The life expectancy for an American male born today fell a little bit, from 76.2 years to 76.1. If we add any meaning to this at all – which I don’t think we should – the solution, of course, is to find all the oldest men in the world and import them here. If we can find 1,000,000 men over 100 years old in Europe and Asia and move them to the United States, life expectancy in the United States would at least tick upwards and, if we love being irrational, we would prevent a disaster: men could again truly expect to live longer. Phew!

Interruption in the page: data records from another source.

Issue #365, opened 2018-04-05
Segment faults on 32bit machine due to Alignment issues from Eigen


dqyi11:
A few unit tests failed on 32bit machine due to segment faults. 
>The following tests FAILED:
>         14 - test_FrameDifferentiable (OTHER_FAULT)
>         21 - test_RnBoxConstraint (OTHER_FAULT)
>         22 - test_SE2BoxConstraint (OTHER_FAULT)
>         23 - test_RnConstantSampler (OTHER_FAULT)
>         25 - test_FiniteSampleable (OTHER_FAULT)
>         26 - test_CyclicSampleable (OTHER_FAULT)
>         33 - test_CartesianProductProjectable (OTHER_FAULT)
>         43 - test_BarrettHandKinematicSimulationPositionCommandExecutor (OTHER_FAULT)
>         52 - test_ParabolicTimer (OTHER_FAULT)
>         64 - test_VectorFieldPlanner (OTHER_FAULT)
>Errors while running CTest

They are caused by alignment issues from `Eigen`.
https://eigen.tuxfamily.org/dox/group__DenseMatrixManipulation__Alignement.html

dqyi11:
Resolved in PR #368

brianhou:
If I remember correctly, there are still alignment issues but @dqyi11 believes that they're in DART rather than AIKIDO at this point. If that's the case, maybe we should try to create a minimal test case that only uses DART to help with debugging.

I think we also concluded that since it's only (apparently) a problem on 32-bit machines, we shouldn't invest too much time into it. But now that @dqyi11 is really good at sniffing out those issues, it might be worth it for the two of you to set up a short debugging session to see if you can fix it quickly.

jslee02:
@brianhou Thanks for the recalling the story. In that case, I would like to leave this issue open until we actually figure out whether if this is AIKIDO's issue or not.

PR #459, opened 2018-08-17
Fix segment fault on 32-bit machine

dqyi11:
This PR fixes the last issue left in #365 
I have tested it on 32-bit machine. 

The previous code uses `createState()` of a state space to a `State` raw point, which causes problem in ownership and thus memory leak. 
The timilimit in the unit test is increased for successul rate.

***

- [ ] Document new methods and classes (N/A)

- [ ] Add unit test(s) for this change (N/A)

### DIFF
--- a/CHANGELOG.md
+++ b/CHANGELOG.md
@@ -49,6 +49,7 @@
   * Changed interface for TrajectoryPostProcessor: [#341](https://github.com/personalrobotics/aikido/pull/341)
   * Planning calls with InverseKinematicsSampleable constraints explicitly set MetaSkeleton to solve IK with: [#379](https://github.com/personalrobotics/aikido/pull/379)
   * Added a kinodynamic timer that generates a time-optimal smooth trajectory without completely stopping at each waypoint: [#443](https://github.com/personalrobotics/aikido/pull/443)
+  * Fix segment fault on 32 bit machine in vector-field planner: [#459](https://github.com/personalrobotics/aikido/pull/459)
 
 * Robot
 
--- a/CHANGELOG.md
+++ b/CHANGELOG.md
@@ -50,7 +50,7 @@
   * Changed interface for TrajectoryPostProcessor: [#341](https://github.com/personalrobotics/aikido/pull/341)
   * Planning calls with InverseKinematicsSampleable constraints explicitly set MetaSkeleton to solve IK with: [#379](https://github.com/personalrobotics/aikido/pull/379)
   * Added a kinodynamic timer that generates a time-optimal smooth trajectory without completely stopping at each waypoint: [#443](https://github.com/personalrobotics/aikido/pull/443)
-  * Fixed segment fault on 32 bit machine in vector-field planner: [#459](https://github.com/personalrobotics/aikido/pull/459)
+  * Fixed segmentation fault on 32-bit machines in vector-field planner: [#459](https://github.com/personalrobotics/aikido/pull/459)
 
 * Robot
 
--- a/CHANGELOG.md
+++ b/CHANGELOG.md
@@ -49,7 +49,7 @@
   * Changed interface for TrajectoryPostProcessor: [#341](https://github.com/personalrobotics/aikido/pull/341)
   * Planning calls with InverseKinematicsSampleable constraints explicitly set MetaSkeleton to solve IK with: [#379](https://github.com/personalrobotics/aikido/pull/379)
   * Added a kinodynamic timer that generates a time-optimal smooth trajectory without completely stopping at each waypoint: [#443](https://github.com/personalrobotics/aikido/pull/443)
-  * Fix segment fault on 32 bit machine in vector-field planner: [#459](https://github.com/personalrobotics/aikido/pull/459)
+  * Fixed segment fault on 32 bit machine in vector-field planner: [#459](https://github.com/personalrobotics/aikido/pull/459)
 
 * Robot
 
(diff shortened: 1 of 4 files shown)


CHANGELOG.md
```diff
@@ -49,6 +49,7 @@
   * Changed interface for TrajectoryPostProcessor: [#341](https://github.com/personalrobotics/aikido/pull/341)
   * Planning calls with InverseKinematicsSampleable constraints explicitly set MetaSkeleton to solve IK with: [#379](https://github.com/personalrobotics/aikido/pull/379)
   * Added a kinodynamic timer that generates a time-optimal smooth trajectory without completely stopping at each waypoint: [#443](https://github.com/personalrobotics/aikido/pull/443)
+  * Fix segment fault on 32 bit machine in vector-field planner: [#459](https://github.com/personalrobotics/aikido/pull/459)
```
jslee02: Nit: Fixed

src/planner/vectorfield/detail/VectorFieldIntegrator.cpp
```diff
@@ -54,13 +54,20 @@ VectorFieldIntegrator::VectorFieldIntegrator(
...
-  mLastEvaluationTime = 0.0;
-  mDimension = mVectorField->getStateSpace()->getDimension();
-  mState = mVectorField->getStateSpace()->createState();
+  // Do Nothing
+}
+
+//==============================================================================
+VectorFieldIntegrator::~VectorFieldIntegrator()
+{
+  mVectorField->getStateSpace()->freeState(mState);
```
jslee02: I suggest using `ScopedState` instead of we take the responsibility of the memory allocation/deallocation.

dqyi11:
I have tested this branch on a 32bit machine. All the previous tests are passed.
There are two new tests failed, which are `49 - test_JointAvoidanceConfigurationRanker (OTHER_FAULT)` and `50 - test_NominalConfigurationRanker (Failed)`.

The error received in running `test_JointAvoidanceConfigurationRanker` is:
> Running main() from gtest_main.cc
[==========] Running 2 tests from 1 test case.
[----------] Global test environment set-up.
[----------] 2 tests from JointAvoidanceConfigurationRankerTest
[ RUN      ] JointAvoidanceConfigurationRankerTest.Constructor
[       OK ] JointAvoidanceConfigurationRankerTest.Constructor (1 ms)
[ RUN      ] JointAvoidanceConfigurationRankerTest.OrderTest
test_JointAvoidanceConfigurationRanker: /usr/include/eigen3/Eigen/src/Core/DenseStorage.h:78: Eigen::internal::plain_array<T, Size, MatrixOrArrayOptions, 16>::plain_array() [with T = double; int Size = 2; int MatrixOrArrayOptions = 0]: Assertion `(reinterpret_cast<size_t>(eigen_unaligned_array_assert_workaround_gcc47(array)) & 0xf) == 0 && "this assertion is explained here: " "http://eigen.tuxfamily.org/dox-devel/group__TopicUnalignedArrayAssert.html" " **** READ THIS WEB PAGE !!! ****"' failed.
Aborted (core dumped)

The error received in running `test_NominalConfigurationRanker` is:
>Running main() from gtest_main.cc
[==========] Running 2 tests from 1 test case.
[----------] Global test environment set-up.
[----------] 2 tests from NominalConfigurationRankerTest
[ RUN      ] NominalConfigurationRankerTest.Constructor
[       OK ] NominalConfigurationRankerTest.Constructor (1 ms)
[ RUN      ] NominalConfigurationRankerTest.OrderTest
/home/daqing/catkin_ws/src/aikido/tests/distance/test_NominalConfigurationRanker.cpp:109: Failure
Value of: aikido::tests::CompareEigenMatrices(rankedState, jointPositions[i], EPS)
  Actual: false (Matrices differ in row 0, column 0: 0.29999999999999999 !=: 0.10000000000000001.)
Expected: true
/home/daqing/catkin_ws/src/aikido/tests/distance/test_NominalConfigurationRanker.cpp:109: Failure
Value of: aikido::tests::CompareEigenMatrices(rankedState, jointPositions[i], EPS)
  Actual: false (Matrices differ in row 0, column 0: 0.10000000000000001 !=: 0.20000000000000001.)
Expected: true
/home/daqing/catkin_ws/src/aikido/tests/distance/test_NominalConfigurationRanker.cpp:109: Failure
Value of: aikido::tests::CompareEigenMatrices(rankedState, jointPositions[i], EPS)
  Actual: false (Matrices differ in row 0, column 0: 0.20000000000000001 !=: 0.29999999999999999.)
Expected: true
[  FAILED  ] NominalConfigurationRankerTest.OrderTest (1 ms)
[----------] 2 tests from NominalConfigurationRankerTest (2 ms total)
[----------] Global test environment tear-down
[==========] 2 tests from 1 test case ran. (2 ms total)
[  PASSED  ] 1 test.
[  FAILED  ] 1 test, listed below:
[  FAILED  ] NominalConfigurationRankerTest.OrderTest

@aditya-vk do you have any idea?

jslee02:
@dqyi11 Thanks for the fix! However, I'm questionable if we really want to support 32 bit platforms. Do we have any use case? If we decide to do so, I think we should have a CI setup so that we can continuously have surveillance on the failings. Otherwise, let's not bother 32-bit issues. @brianhou @gilwoolee @aditya-vk thoughts? :)

brianhou:
I don't particularly care about 32-bit platforms, but it seems like it might reveal otherwise hidden bugs (e.g. this mixup between `State`s vs `ScopedState`s). However, I also feel like our builds already take an incredibly long time. Maybe this is something we can run only on `master`?

dqyi11:
I think the failures in 32-bit machine are caused by multiple reasons. Most of them are related with memory operation. Fixing them could also improve the robustness of aikido on 64-bit machine. 

Maybe we can close this one. Because all the problems we found previously are addressed.
We will open new issues with explained reasons/details if we encounter in the future.

Issue #2676, opened 2018-09-24
The snapshot generator queue alarm keeps firing…


alexwlchan:
…but snapshots are being created successfully!

Something funky is happening – we should find out why this alarm is misfiring, and fix it.

alexwlchan:
No alarms yesterday, but snapshots were both created. I was still experimenting, so I'll leave it another day before calling it done.

alexwlchan:
Didn't fire today either, so closing. 🎉

PR #2684, opened 2018-09-24
Improve Slack error reports from the snapshot scheduler

alexwlchan:
Part of #2676.

In particular, the Slack alarms now give a more helpful message and include the dates of the last two snapshots (if available):

screen shot 2018-09-24 at 11 44 14

For example, here we can see that the queue is filling up, but a snapshot was created yesterday – so the snapshot generator hasn't stalled.

### DIFF
--- a/monitoring/ecs.tf
+++ b/monitoring/ecs.tf
@@ -1,0 +1,3 @@
+resource "aws_ecs_cluster" "cluster" {
+  name = "monitoring"
+}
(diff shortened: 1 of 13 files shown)


monitoring/ecs.tf
```diff
@@ -0,0 +1,3 @@
+resource "aws_ecs_cluster" "cluster" {
```
alexwlchan: Previously the cluster was loaded from an output in the catalogue_pipeline stack, but that output no longer exists.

There is a rather unnerving road map that compares “deaths per mile” within the U.S. Interstate System. The map shows that one well-used road, I-95, the longest interstate on the east coast, has 1.24 deaths per mile. This is particularly distressing; I fear to drive that road, although I have driven on it many times – and nearly its entire length four times – and not only have I seen no deaths in 1 mile, I have seen exactly zero deaths every 1,000 miles. But if I think about this all rather simplistically, I find a solution:  If we just lengthen the highway we can make travel safer. Who will join me in saving lives? Let’s lengthen I-95 and see “deaths per mile” drop precipitously!

These highway terrors and lifespan errors remind me of the 2007 remarks of Finnish mathematician Bjarne Andresen when he wrote of the futility of determining a “global temperature.” Such an effort would be akin to “calculating the average phone number,” he said. He could have equally said it was like searching for the average verb or even the average doubt.

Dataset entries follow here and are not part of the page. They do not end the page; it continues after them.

PR #2694, opened 2018-09-25
Add more mappings and ignore thumbs.db

tomcrane:

Reduce the error count on METS transformations for the new archive service

### Who is this change for?

Consumers of the new storage service

This adds some missing (but acceptable) file mappings, makes the transform process able to ignore certain named files, starting with `thumbs.db`


kenoir:
@tomcrane do you mind fixing the linting issues here so we can get this merged?

PR #2695, opened 2018-09-25
More improvements to the Archive API

alexwlchan:
* Load the Error model from the Catalogue API Swagger
* Point the health check endpoint at the right path
* Remove the nginx proxy container
* Redirect HTTP to HTTPS in Terraform
* Reduces the allocated CPU/memory
* Rename the `ns` variable to support having multiple namespaces


archive/archive_api/src/models.py
```diff
@@ -67,13 +69,5 @@ def fieldType(name, **kwargs):
...
-    'errorType': fields.String(description='The type of error', enum=['http']),
-    'httpStatus': fields.Integer(description='The HTTP response status code'),
-    'label': fields.String(
-        description='The title or other short name of the error'
-    ),
-    'description': fields.String(description='The specific error'),
-    'type': fieldType(name='Error'),
-})
+catalogue_swagger = json.load(open('catalogue/v2_swagger.json'))
+Error = api.schema_model('Error', catalogue_swagger['definitions']['Error'])
```
mklander: Nice to load this model, but not sure it should be coupled to the catalogue stack like this.

PR #2701, opened 2018-09-26
WC API load balancer infra

mklander:
Move the load balancer out of the catalogue_api stack into `infra_critical` (renamed from `catalogue_pipeline_data`) so that it can be shared among stacks to route from `api.wellcomecollection.org`.


catalogue_pipeline/terraform/pipelines/v2_pipeline/vhs_recorder.tf
```diff
@@ -1,5 +1,5 @@
 module "vhs_recorder" {
-  source = "../../../../catalogue_pipeline_data/terraform/vhs"
+  source = "..\/..\/..\/..\/critical_infra/terraform/vhs"
```
alexwlchan: Are these backslashes correct?

PR #2705, opened 2018-09-27
Improve the layout of the archive_api source tree

alexwlchan:
Probably the easiest way to review this is to clone it locally and poke around a bit. What's happened:

* The tests are now in a dedicated "tests" subdirectory, and we can get requirements.txt out of the "src" directory (this requires https://github.com/wellcometrust/dockerfiles/pull/45)
* The ingest API related code is in a dedicated "ingests" directory
* Previously `create_ingest_progress` would return correctly unless it hit a conditional check failed exception (all other errors would be swallowed) – now we raise other errors correctly.
* More validation tests.


alexwlchan:
I’ve merged https://github.com/wellcometrust/dockerfiles/pull/45; I’ll wait for those to rebuild and then re-run tests here.

Issue #2556, opened 2018-08-14
Add MARC 610 subjects from Sierra


jtweed:
```
first indicator 0
-----------------
Concept [-- Concept ]-- Place -- Period
a       [-- b       ]-- c     -- d

first indicator 1 or 2
----------------------
Organisation [-- Concept ]-- Place -- Period
a b          [-- b       ]-- c       -- d
```

silveroliver:
Proposal:

      /* Populate wwork:subjects organisation. Rules:
   * 
   * 1. For all bibliographic records use "marcTag": "610".
   * 2. Populate platform "label" from "610" concatenated with subfields a", "b", "c", "d", "e"  type as "Subject".
   * 3. Populate platform "concepts" "label" with subfield "a" and "b" type as "Organisation"
   * 4. If subfield 0 contains a value use it to populate "identifiers". For orgnisations the "identifierType" will be lc-names.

While suicides and overdoses are a dreadful thing, it seems absurd to add to the already absurd “life expectancy” construct those deaths caused by intentional or reckless acts. Does the “score expectancy” in academic testing really drop if some students refuse to take tests? If I expect to score 100, must I expect a lower score if – God forbid – five of my classmates hang themselves?

The whole thing is nonsense, a mere arithmetical phenomenon that is seemingly devised, in part, to get the attention of politicians and the like, meaning, those who might direct funding a certain way. If the public can be alarmed into believing that people are simply not living longer because some people jump off cliffs (many with skis on) and take horrifying risks with their bodies, abusing themselves with drugs and mortal weapons and death-challenging stunts, then the public’s fear can be turned toward their wallets. “Please give – or else,” they hear the winds of fear whisper.

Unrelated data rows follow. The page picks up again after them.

PR #2719, opened 2018-10-01
Cap the concurrency in the Sierra item merger

alexwlchan:
An attempt to get the Sierra item merger working cleanly without tearing up the entire pipeline.

This change is published and being tested live! :D

### DIFF
--- a/reindexer/terraform/locals.tf
+++ b/reindexer/terraform/locals.tf
@@ -1,6 +1,7 @@
 locals {
-  vhs_sierra_table_name = "${data.terraform_remote_state.catalogue_pipeline_data.vhs_sierra_table_name}"
-  vhs_miro_table_name   = "${data.terraform_remote_state.catalogue_pipeline_data.vhs_miro_table_name}"
+  vhs_sierra_table_name       = "${data.terraform_remote_state.catalogue_pipeline_data.vhs_sierra_table_name}"
+  vhs_miro_table_name         = "${data.terraform_remote_state.catalogue_pipeline_data.vhs_miro_table_name}"
+  vhs_sierra_items_table_name = "${data.terraform_remote_state.catalogue_pipeline_data.vhs_sierra_items_table_name}"
 
   vpc_id          = "${data.terraform_remote_state.shared_infra.catalogue_vpc_id}"
   private_subnets = "${data.terraform_remote_state.shared_infra.catalogue_private_subnets}"
--- a/reindexer/terraform/main.tf
+++ b/reindexer/terraform/main.tf
@@ -25,3 +25,17 @@ module "sierra_reindexer" {
   service_egress_security_group_id = "${aws_security_group.service_egress_security_group.id}"
   namespace_id                     = "${aws_service_discovery_private_dns_namespace.namespace.id}"
 }
+
+module "sierra_items_reindexer" {
+  source = "./reindex_worker"
+
+  namespace      = "sierra_items"
+  vhs_table_name = "${local.vhs_sierra_table_name}"
+
+  reindex_worker_container_image = "${local.reindex_worker_container_image}"
+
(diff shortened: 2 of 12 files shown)


alexwlchan:
If you can work out how to do that, be my guest. 😄 

I had a look around, but I couldn't work out how to do it without a TypeSafe config file, and getting a TS config file into our app felt like a similarly sized piece of work.

alicefuzier:
We can change the default dispatcher in a similar way as explained here https://doc.akka.io/docs/akka/2.5.4/scala/dispatchers.html. [This](https://github.com/wellcometrust/platform/blob/master/archive/archivist/src/main/resources/application.conf) is an example of a typesafe config added to one of our apps (it's just the default akka one copied and pasted).
I'd very much like to try this approach first

alicefuzier:
I think we might want to keep using the fork-join-executor (it is the default executor according to [this](https://doc.akka.io/docs/akka/2.5/dispatchers.html). We only want to limit the maximum parallelism so something like this could work (also copied from that same page, but with parallelism-max set to 50):
```
my-dispatcher {
  # Dispatcher is the name of the event-based dispatcher
  type = Dispatcher
  # What kind of ExecutionService to use
  executor = "fork-join-executor"
  # Configuration for the fork join pool
  fork-join-executor {
    # Min number of threads to cap factor-based parallelism number to
    parallelism-min = 2
    # Parallelism (threads) ... ceil(available processors * factor)
    parallelism-factor = 2.0
    # Max number of threads to cap factor-based parallelism number to
    parallelism-max = 50
  }
  # Throughput defines the maximum number of messages to be
  # processed per actor before the thread jumps to the next actor.
  # Set to 1 for as fair as possible.
  throughput = 100
}
```

alexwlchan:
I think I've got the dispatcher config right, but I can't work out where we're creating the Actor it gets injected into… 😕

alicefuzier:
I don't see the config in this PR, so I'm not too sure. The dispatcher is created when the ActorSystem is created, based on the config file, so [here](https://github.com/wellcometrust/platform/blob/master/sbt_common/finatra_akka/src/main/scala/uk/ac/wellcome/finatra/akka/AkkaModule.scala). The ExecutionContext that we inject through Guice come directly from the actor system through [this module](https://github.com/wellcometrust/platform/blob/master/sbt_common/finatra_akka/src/main/scala/uk/ac/wellcome/finatra/akka/ExecutionContextModule.scala). It's not directly injected into an Actor (actually we never instantiate actors directly, I think). So, changing the default dispatcher in the application.conf should be all we need to do. There should be no scala code change for this

alicefuzier:
To clarify what I mean, I think [this](https://github.com/wellcometrust/platform/commit/2edd0d90e948f26147d61fba49ce8985ba82473e) should remove the need of any scala change.

The reason why I'm averse to the LazyFuture solution is because [ExecutionContext](https://docs.scala-lang.org/overviews/core/futures.html) is what the scala standard library provides to control Threads concurrency and the LazyFutures thing feels a bit of a hacky reinvention of the wheel. The whole point of Futures is that they provide an abstraction layer on top of Threads so you don't have to think about how they execute concurrently, so things like that LazyFuture are exactly the kind of thing that you shouldn't write with Futures. 

If I could be bothered creating a user on stackoverflow I would downvote that answer. The second answer is the correct one in my opinion.

We can pass an execution context that satisfies our needs either by creating one (like the old GlobalExecutionContext that we used to have) and importing it either implicitly or via Guice. Because we use akka, I think the akka streams config is the simplest way and  means we only have one excution context hanging around. But I'm not married to the akka streams config solution if it doesn't work. What I definitely would like to do, though, is use ExecutionContexts instead of LazyFuture.

alexwlchan:
Closing due to inactivity.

And here’s something that seems perverse when seen in the inverse:  if you want to lower “life expectancy” in the United States, you could illegally traffic millions of poor, sick, neglected, harrowed “asylum-seekers” with children who are fleeing horrors unimaginable (or just low-wage jobs). Or, you could legally and mindfully manage immigration through proper ports of entry and thus possibly raise “life expectancy” to heights deemed “acceptable.” (One wonders if the CDC fully considers the impact immigration, legal or illegal, has on “life expectancy”; if we factor out immigrants – who are by definition born elsewhere – we still must deal with the disadvantaged children born here into those immigrant families. One hopes all the CDC findings have to do with when, and more importantly where, one is born. But is the CDC certain all its data are drawn from the dead who were actually born in the United States?)

But if you really want to raise a ruckus, maybe telling the world that “life expectancy” in the United States is on the decline will reduce the world’s interest in America. Maybe then folks will no longer, you know, caravan across dangerous lands to get to such a disappointing place.

In the end, all I can really do, I suppose, is to seek for the answer to this undeniably above-average question:  “What is the average statistical fallacy I can expect to commit per mile in my lifetime?”